The skill produces a brief acknowledgement, declines to surface a fourth refund, and generates the Step-4 disengagement script: a neutral reframing of the pattern, a final 50% refund of the most recent service as goodwill, removal from the marketing list, and a closing of future bookings. The incident log entry flags repeat-refunder pattern, captures the cumulative dollar figure across the three incidents, and sets a 30-day owner-review calendar reminder.
Routing Map
| Section | Coordinates with / hands off to |
|---|---|
| Triage block | If no — human-only, the reviewer takes the case off the AI-drafting path entirely (per ai-consent-and-compliance-guardrails Review Checklist item 8). |
| First-acknowledgement draft | If a redo is offered and accepted, hand off to booking-confirmation-sequence to author the redo appointment confirmation with the senior provider noted. |
| Resolution-options reply (Option 1: redo) | Hands to booking-confirmation-sequence once the redo is booked. |
| Resolution-options reply (Option 4: full refund + relationship close) | Triggers a marketing-list removal and pauses any active sequences in client-winback-sequence, treatment-cadence-rebooking, and new-client-welcome-journey for that client. |
| Disengagement script | Same pause as above, plus a future-booking block in the booking system. |
| Incident log entry | Routes to operations spreadsheet, internal staff retro, and (for injury/reaction/property/data severities) the insurance broker and attorney intake forms. |
| Public-review surface flag | If raised, review-response-writer runs in parallel for the public response on its own track. |
KPI Block
| Metric | Target | Yellow flag |
|---|---|---|
| Time to first acknowledgement (cosmetic / service-quality / billing) | <24 hours | >36 hours → review front-desk triage rota |
| Time to first acknowledgement (injury / reaction / conduct) | <4 hours | >8 hours → review escalation pager |
| Redo-acceptance rate (Option 1) | 60%+ | <40% → review the warmth and specificity of the redo offer |
| Returned-to-regular rate within 90 days of recovery | 50%+ | <30% → recovery messaging may be reading as transactional |
| Public-review escalation rate (private complaints that turn into 1- or 2-star public reviews) | <10% | >20% → response window or first-acknowledgement tone is missing |
| Repeat-refunder identified within 12 months | tracked, target stable | rising trend → tighten resolution boundary in config.yml |
| Incident-log completion rate | 100% (every case) | <100% → reviewer compliance gap; retrain |
Compliance Note
Every output of this skill is a draft for a human to read, edit, and personally send. It is not connected to an auto-send path, and the pre-send Human-in-the-Loop Review Checklist from ai-consent-and-compliance-guardrails (specifically item 8: complaints, refunds, injuries, and adverse events route immediately off the AI-drafting path for autonomous send) governs every artifact this skill produces. The "AI-drafting allowed?" cell in the triage block is the explicit gate for the compliance rule.
Channel selection respects the marketing-authorization records held under ai-consent-and-compliance-guardrails Artifact 2 only inasmuch as the client's stated channel preferences are honored — service-recovery messages are operational, not marketing, and do not require active marketing authorization to send.
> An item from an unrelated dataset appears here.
PR #2258, opened 2025-07-25
Remove legacy index template

nyroDev:
Folowwing #2250 

This PR has to be merged after #2257 and after merged into 9.x branch.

They do, however, require the same legal-defensibility standard as any other written communication: factual, non-admitting where fault is not established, and durable enough to live in an incident-log spreadsheet alongside the original client framing. For EU clients, the AI-disclosure clause from ai-consent-and-compliance-guardrails Artifact 1 covers the fact that the draft was AI-assisted; the response itself does not need to be re-disclosed inside the message.
For physical-injury, allergic-reaction, property-damage, and data-or-privacy severities, the skill produces only the triage block and the incident-log entry — no client-facing draft — and instructs the human reviewer to handle the case directly with the practice's insurance broker and attorney loop.